PROBLEM DESCRIPTION - Lines in the listing below that contain the string "Assignment" are to be found and copied.

RECORDS PROVIDED -
──────────

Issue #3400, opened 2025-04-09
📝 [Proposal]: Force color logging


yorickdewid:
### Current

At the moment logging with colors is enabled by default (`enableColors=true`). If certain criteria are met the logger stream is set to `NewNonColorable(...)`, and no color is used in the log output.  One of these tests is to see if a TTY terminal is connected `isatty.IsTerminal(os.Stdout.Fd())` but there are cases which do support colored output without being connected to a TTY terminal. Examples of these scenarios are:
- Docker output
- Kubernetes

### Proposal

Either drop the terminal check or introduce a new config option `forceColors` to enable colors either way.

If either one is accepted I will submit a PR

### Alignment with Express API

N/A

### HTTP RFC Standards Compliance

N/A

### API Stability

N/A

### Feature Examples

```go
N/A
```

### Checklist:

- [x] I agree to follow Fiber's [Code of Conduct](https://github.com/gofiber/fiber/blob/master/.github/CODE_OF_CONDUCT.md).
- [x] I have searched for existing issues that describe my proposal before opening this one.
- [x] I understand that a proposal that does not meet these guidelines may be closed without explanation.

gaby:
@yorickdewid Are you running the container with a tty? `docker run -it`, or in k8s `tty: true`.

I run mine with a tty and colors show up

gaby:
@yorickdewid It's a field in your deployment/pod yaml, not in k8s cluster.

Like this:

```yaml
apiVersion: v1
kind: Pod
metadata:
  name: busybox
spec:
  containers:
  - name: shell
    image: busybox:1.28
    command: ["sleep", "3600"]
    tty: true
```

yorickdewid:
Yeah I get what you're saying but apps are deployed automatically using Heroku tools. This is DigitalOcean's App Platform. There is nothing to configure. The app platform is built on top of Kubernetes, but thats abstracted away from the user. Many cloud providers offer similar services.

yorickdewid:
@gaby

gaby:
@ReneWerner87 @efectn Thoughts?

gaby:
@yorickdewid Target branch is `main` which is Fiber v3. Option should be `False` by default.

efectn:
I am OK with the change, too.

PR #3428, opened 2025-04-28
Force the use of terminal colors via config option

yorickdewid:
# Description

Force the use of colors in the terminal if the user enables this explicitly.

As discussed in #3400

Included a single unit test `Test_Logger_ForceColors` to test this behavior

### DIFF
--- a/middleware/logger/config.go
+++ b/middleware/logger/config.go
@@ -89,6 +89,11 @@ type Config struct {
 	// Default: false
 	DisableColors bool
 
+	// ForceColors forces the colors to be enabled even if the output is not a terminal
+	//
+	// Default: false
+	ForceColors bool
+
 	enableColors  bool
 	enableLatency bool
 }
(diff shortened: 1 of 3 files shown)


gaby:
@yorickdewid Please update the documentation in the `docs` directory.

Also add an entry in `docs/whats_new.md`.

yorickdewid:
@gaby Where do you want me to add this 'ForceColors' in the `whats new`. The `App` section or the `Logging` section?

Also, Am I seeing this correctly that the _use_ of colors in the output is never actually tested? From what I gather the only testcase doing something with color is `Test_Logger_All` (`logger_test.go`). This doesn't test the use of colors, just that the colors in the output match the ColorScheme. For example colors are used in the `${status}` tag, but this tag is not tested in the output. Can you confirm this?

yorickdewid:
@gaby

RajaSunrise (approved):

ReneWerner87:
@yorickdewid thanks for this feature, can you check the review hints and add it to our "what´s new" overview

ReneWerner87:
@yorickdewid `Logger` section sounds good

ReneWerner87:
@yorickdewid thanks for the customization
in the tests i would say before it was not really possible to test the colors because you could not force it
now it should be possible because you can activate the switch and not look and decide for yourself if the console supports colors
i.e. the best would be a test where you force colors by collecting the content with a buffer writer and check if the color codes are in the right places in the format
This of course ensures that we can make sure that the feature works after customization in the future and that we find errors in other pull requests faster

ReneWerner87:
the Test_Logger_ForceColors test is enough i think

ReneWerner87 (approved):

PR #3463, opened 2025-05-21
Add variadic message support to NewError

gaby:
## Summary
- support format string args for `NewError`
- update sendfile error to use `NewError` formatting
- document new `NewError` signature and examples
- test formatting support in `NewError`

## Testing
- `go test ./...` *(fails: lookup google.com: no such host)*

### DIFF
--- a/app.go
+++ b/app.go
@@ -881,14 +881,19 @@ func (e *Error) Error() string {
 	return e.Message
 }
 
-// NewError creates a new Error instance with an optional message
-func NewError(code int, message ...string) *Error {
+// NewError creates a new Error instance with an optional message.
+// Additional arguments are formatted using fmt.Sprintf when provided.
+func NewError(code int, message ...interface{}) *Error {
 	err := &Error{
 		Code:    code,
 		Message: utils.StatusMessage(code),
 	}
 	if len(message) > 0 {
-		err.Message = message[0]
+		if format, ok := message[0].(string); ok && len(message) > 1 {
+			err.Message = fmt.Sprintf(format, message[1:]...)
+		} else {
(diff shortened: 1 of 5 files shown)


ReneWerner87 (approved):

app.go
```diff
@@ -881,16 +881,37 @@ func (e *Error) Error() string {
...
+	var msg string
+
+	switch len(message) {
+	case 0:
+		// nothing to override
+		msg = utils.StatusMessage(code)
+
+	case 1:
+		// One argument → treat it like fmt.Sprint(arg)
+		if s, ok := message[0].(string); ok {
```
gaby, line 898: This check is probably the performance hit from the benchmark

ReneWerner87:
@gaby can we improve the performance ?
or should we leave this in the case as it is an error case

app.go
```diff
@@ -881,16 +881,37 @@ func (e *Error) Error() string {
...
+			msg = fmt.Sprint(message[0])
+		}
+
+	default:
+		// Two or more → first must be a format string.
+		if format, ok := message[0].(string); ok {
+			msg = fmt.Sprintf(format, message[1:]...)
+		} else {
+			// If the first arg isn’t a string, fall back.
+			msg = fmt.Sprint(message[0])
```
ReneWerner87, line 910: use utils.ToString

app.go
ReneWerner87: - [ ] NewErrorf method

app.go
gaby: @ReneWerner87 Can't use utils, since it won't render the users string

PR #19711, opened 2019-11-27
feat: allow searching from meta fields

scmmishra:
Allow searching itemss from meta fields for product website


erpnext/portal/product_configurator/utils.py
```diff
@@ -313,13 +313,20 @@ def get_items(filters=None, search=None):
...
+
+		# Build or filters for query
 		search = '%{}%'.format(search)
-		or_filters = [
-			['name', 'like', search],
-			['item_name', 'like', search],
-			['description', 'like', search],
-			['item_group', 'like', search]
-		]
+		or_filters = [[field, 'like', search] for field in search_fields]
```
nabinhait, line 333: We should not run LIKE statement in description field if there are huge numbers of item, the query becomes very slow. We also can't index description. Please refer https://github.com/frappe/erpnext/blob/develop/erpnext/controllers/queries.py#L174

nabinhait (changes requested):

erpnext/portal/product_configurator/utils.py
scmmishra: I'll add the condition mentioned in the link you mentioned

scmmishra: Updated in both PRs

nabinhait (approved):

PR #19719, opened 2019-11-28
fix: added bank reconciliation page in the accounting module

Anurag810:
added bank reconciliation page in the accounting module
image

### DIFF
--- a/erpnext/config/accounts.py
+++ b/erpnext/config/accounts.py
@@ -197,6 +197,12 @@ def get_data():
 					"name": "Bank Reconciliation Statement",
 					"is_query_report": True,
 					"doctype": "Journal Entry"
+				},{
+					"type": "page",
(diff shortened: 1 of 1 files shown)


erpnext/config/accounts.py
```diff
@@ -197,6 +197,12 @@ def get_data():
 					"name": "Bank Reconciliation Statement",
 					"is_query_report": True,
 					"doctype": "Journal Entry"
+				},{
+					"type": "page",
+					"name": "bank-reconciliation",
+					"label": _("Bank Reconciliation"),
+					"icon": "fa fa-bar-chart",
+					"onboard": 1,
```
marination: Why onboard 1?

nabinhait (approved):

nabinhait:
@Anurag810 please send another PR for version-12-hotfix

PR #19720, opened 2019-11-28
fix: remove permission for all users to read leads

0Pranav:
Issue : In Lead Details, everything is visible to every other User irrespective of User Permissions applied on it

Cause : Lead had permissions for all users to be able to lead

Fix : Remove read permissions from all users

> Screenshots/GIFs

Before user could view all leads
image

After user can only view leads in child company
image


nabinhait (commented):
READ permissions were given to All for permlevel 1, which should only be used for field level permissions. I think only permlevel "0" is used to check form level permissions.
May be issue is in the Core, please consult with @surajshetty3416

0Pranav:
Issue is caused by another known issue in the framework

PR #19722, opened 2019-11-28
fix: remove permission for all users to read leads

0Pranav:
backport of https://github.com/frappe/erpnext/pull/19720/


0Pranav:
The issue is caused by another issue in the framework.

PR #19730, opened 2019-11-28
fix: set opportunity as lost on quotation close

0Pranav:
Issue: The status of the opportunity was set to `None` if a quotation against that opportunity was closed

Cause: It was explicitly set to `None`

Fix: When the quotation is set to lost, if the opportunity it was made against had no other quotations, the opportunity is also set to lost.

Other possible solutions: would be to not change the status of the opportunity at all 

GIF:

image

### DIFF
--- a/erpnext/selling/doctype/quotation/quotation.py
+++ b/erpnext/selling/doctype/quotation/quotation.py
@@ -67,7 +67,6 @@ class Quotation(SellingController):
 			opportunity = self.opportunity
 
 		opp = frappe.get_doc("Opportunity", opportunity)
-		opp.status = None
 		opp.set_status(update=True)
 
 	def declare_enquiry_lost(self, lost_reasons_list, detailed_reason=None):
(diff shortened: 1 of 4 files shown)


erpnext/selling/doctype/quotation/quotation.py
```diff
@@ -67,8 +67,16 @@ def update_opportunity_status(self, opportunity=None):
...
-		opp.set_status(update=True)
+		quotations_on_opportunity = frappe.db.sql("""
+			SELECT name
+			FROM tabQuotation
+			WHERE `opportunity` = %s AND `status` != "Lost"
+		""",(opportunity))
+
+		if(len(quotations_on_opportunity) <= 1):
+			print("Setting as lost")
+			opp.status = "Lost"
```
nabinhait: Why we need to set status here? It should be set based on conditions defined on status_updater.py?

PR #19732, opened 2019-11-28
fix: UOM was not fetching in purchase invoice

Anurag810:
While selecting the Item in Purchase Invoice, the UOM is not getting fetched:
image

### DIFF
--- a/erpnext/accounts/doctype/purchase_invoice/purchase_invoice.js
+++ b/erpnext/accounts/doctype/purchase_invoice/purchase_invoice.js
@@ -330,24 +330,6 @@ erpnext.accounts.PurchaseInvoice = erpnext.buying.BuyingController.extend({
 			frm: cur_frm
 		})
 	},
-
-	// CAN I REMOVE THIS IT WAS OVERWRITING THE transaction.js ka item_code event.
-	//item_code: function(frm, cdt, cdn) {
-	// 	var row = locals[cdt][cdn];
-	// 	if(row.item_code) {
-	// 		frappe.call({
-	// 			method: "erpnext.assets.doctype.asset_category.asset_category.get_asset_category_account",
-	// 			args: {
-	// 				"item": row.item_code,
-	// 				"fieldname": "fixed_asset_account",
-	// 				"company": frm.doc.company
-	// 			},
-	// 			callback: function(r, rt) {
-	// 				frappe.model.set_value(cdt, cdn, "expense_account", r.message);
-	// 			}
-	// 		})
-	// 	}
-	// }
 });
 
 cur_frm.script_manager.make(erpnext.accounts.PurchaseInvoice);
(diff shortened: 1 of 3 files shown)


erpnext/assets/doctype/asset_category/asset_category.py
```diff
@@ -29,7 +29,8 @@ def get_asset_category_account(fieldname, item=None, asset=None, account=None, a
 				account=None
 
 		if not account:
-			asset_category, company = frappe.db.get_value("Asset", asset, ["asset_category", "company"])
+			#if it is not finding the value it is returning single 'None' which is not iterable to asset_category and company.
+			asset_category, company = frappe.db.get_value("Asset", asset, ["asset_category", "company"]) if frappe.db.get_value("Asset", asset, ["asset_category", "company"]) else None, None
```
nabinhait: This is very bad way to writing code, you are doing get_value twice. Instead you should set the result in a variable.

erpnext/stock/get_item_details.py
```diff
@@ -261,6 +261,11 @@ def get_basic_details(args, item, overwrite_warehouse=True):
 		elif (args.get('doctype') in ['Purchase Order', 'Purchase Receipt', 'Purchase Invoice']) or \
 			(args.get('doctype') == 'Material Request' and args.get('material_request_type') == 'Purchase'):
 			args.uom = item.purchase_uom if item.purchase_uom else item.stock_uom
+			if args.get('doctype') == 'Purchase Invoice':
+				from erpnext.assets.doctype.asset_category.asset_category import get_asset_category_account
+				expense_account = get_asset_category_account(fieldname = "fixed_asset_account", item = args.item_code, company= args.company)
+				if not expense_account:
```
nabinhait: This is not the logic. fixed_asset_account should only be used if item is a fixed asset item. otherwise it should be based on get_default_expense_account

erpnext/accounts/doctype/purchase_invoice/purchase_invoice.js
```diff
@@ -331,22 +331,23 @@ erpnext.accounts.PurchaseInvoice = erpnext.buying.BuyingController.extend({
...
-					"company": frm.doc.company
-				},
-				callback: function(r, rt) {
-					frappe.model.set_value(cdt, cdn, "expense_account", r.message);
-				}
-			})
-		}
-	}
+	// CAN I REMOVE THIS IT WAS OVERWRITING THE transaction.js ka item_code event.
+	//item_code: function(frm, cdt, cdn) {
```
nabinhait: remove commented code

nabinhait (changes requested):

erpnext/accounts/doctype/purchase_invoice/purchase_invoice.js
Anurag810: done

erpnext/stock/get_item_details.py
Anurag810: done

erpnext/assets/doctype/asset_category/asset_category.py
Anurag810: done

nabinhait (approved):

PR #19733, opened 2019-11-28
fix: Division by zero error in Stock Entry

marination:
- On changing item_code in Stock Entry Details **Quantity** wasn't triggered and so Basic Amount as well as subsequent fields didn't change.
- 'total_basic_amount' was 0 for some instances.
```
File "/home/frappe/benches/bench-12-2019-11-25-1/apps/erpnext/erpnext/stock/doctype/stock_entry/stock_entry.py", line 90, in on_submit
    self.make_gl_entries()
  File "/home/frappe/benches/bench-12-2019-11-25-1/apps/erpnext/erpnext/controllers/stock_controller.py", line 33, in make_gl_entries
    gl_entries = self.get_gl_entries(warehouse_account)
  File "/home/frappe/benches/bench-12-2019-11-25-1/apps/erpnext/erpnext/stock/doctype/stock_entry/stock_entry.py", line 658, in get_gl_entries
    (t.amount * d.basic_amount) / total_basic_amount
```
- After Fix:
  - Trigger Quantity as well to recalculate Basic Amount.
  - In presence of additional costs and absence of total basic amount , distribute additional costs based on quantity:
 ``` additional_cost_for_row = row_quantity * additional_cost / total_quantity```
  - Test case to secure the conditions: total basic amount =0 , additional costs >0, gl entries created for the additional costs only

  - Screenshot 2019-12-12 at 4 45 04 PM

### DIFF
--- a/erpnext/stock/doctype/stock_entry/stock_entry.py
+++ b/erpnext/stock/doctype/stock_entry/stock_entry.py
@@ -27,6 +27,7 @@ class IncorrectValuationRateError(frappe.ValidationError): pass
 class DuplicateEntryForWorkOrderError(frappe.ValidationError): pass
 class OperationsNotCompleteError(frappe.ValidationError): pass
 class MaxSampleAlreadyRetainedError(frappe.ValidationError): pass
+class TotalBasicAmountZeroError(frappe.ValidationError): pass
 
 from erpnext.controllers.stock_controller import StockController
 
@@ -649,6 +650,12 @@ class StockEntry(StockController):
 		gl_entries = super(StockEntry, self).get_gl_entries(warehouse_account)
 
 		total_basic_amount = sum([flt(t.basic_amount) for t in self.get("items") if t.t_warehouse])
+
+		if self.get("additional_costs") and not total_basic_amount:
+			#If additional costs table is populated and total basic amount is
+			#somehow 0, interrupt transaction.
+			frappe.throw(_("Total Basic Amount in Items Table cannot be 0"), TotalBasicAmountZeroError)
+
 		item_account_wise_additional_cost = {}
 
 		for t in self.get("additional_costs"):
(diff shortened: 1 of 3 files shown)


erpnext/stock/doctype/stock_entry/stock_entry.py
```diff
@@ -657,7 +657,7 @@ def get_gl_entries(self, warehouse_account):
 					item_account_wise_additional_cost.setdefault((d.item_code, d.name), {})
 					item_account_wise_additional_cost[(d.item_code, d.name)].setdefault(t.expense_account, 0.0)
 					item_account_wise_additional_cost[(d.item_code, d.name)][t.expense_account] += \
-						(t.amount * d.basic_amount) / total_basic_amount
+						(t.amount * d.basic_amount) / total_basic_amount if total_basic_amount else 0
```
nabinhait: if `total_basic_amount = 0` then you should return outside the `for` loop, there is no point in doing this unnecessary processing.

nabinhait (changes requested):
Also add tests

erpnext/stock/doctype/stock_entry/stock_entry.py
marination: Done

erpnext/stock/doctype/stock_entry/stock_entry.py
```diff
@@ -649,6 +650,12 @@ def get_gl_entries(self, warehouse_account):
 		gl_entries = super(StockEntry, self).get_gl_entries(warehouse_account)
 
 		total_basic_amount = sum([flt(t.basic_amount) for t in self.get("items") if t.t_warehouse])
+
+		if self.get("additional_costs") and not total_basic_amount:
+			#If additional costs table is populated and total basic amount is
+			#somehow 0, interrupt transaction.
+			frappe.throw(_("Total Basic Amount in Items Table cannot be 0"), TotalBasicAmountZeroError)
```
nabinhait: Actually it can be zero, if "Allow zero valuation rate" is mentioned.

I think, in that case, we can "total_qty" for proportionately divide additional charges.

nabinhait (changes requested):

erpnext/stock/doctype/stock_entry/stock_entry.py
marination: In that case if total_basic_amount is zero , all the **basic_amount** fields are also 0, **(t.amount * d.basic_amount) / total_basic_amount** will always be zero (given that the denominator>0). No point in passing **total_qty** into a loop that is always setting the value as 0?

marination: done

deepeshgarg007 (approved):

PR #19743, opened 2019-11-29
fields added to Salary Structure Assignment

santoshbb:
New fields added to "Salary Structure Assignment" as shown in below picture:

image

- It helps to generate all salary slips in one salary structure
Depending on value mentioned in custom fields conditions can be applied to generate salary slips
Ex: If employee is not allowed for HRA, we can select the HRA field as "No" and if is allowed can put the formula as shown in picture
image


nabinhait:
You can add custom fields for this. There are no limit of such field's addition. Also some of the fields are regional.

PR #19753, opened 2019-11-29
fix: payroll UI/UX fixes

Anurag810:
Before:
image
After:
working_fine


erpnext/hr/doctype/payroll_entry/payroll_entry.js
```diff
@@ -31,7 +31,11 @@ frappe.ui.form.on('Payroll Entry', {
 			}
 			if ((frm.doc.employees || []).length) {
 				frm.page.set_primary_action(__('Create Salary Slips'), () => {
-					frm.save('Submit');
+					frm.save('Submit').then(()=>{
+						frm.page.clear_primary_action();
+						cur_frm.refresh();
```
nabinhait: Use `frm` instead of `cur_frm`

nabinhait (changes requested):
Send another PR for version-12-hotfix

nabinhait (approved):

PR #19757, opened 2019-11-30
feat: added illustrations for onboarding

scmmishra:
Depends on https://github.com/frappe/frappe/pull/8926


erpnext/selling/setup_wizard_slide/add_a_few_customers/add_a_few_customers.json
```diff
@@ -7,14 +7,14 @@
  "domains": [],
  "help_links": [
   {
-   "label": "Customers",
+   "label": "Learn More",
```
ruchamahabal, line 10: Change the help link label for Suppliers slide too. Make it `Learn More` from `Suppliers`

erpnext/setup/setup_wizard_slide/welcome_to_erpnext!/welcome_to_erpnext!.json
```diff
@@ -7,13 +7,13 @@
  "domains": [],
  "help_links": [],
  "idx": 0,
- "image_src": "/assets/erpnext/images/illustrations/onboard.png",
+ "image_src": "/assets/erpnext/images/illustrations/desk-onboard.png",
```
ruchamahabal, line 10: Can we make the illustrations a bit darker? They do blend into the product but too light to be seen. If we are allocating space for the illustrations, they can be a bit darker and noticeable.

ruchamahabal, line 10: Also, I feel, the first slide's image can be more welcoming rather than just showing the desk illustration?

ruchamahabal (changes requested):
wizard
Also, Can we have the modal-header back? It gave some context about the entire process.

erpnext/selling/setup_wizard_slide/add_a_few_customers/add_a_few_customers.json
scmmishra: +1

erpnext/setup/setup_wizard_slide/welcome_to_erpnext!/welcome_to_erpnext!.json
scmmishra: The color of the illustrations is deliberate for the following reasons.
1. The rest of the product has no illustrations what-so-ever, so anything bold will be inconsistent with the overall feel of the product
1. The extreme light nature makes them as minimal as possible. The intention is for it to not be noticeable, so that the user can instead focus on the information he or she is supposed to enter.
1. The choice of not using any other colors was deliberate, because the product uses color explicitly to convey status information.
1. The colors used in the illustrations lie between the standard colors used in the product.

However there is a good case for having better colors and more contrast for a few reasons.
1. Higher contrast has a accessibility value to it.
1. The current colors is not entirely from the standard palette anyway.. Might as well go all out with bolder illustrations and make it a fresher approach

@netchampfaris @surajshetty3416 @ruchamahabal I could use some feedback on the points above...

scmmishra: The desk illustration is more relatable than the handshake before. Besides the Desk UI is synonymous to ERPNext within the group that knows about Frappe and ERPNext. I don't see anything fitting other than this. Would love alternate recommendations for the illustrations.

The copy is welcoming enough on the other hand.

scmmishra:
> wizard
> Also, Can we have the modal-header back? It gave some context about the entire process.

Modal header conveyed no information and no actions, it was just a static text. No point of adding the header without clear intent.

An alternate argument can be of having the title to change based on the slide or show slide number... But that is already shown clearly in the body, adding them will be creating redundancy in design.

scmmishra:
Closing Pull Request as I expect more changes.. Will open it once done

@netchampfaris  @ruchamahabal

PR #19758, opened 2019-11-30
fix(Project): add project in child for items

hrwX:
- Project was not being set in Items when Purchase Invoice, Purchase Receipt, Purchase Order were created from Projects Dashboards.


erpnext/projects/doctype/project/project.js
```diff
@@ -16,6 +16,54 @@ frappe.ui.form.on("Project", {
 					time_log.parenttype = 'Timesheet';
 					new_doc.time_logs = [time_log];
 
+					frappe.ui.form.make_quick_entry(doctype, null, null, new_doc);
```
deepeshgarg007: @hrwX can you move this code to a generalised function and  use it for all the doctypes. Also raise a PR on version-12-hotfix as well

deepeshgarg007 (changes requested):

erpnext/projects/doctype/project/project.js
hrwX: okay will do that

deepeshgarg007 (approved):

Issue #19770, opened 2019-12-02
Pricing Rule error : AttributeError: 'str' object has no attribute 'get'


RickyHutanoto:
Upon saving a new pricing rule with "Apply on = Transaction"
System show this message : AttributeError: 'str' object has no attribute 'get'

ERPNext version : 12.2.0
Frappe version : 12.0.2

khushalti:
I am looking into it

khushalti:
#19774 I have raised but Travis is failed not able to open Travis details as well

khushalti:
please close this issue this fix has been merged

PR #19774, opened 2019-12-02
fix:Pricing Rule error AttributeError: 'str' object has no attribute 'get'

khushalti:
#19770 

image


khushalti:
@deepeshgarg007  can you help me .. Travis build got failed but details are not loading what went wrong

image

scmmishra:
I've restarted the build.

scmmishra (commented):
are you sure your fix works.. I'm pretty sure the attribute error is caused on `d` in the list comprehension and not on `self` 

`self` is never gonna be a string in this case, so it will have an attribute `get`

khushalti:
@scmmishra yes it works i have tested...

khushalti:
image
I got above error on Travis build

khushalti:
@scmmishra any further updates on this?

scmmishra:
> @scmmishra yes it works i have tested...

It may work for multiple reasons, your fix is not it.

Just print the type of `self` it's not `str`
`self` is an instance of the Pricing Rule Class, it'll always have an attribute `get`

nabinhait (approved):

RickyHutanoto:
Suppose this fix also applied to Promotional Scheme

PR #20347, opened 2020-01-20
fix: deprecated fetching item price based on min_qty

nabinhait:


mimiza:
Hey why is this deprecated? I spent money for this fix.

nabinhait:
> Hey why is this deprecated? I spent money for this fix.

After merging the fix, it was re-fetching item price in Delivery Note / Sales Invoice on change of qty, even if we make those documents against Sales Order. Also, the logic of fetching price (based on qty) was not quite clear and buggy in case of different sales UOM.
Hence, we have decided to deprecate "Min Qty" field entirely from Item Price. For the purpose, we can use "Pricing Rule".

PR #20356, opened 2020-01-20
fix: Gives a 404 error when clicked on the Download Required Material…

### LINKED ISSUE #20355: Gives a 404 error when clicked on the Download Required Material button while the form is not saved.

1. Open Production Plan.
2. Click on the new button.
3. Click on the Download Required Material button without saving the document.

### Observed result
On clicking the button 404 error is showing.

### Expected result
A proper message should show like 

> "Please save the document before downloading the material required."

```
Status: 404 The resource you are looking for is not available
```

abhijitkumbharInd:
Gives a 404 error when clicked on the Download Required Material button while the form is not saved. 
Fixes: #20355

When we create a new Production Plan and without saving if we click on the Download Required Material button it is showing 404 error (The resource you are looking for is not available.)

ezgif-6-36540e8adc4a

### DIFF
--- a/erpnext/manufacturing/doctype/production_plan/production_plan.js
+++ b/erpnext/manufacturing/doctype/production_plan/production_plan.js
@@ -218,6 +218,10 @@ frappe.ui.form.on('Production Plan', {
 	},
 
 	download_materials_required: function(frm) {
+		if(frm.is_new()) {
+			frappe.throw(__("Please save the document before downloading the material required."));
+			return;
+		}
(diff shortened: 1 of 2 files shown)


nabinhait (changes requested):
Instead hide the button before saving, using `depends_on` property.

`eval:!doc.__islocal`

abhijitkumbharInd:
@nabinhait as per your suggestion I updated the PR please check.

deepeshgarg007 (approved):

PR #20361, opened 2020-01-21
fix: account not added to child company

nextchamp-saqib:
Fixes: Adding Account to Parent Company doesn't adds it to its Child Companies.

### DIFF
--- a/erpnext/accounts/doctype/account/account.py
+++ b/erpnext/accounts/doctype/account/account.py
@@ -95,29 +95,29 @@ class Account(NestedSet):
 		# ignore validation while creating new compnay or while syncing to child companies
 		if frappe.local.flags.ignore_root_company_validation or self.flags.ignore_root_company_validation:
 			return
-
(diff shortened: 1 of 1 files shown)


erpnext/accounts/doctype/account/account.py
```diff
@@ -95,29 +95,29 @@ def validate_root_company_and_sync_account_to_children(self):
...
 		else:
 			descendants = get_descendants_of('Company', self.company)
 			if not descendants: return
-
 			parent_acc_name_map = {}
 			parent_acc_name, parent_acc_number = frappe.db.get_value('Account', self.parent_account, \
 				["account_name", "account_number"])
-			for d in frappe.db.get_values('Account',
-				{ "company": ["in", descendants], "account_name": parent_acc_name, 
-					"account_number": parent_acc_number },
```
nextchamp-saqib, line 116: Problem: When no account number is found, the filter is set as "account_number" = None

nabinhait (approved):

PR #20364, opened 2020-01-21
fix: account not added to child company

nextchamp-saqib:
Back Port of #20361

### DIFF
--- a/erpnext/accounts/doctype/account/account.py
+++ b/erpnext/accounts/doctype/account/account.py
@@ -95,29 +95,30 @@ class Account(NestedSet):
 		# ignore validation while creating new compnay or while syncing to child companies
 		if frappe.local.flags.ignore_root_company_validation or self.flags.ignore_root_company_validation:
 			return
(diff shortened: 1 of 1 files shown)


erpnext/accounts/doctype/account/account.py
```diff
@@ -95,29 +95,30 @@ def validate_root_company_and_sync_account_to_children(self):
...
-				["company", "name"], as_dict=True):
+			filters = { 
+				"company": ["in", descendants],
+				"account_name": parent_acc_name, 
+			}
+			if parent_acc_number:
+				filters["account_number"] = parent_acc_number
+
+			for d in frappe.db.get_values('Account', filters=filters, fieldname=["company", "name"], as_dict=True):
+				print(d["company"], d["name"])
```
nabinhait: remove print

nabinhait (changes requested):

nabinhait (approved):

──────────

OUTPUT OF THE EXERCISE -
fields added to Salary Structure Assignment
New fields added to "Salary Structure Assignment" as shown in below picture:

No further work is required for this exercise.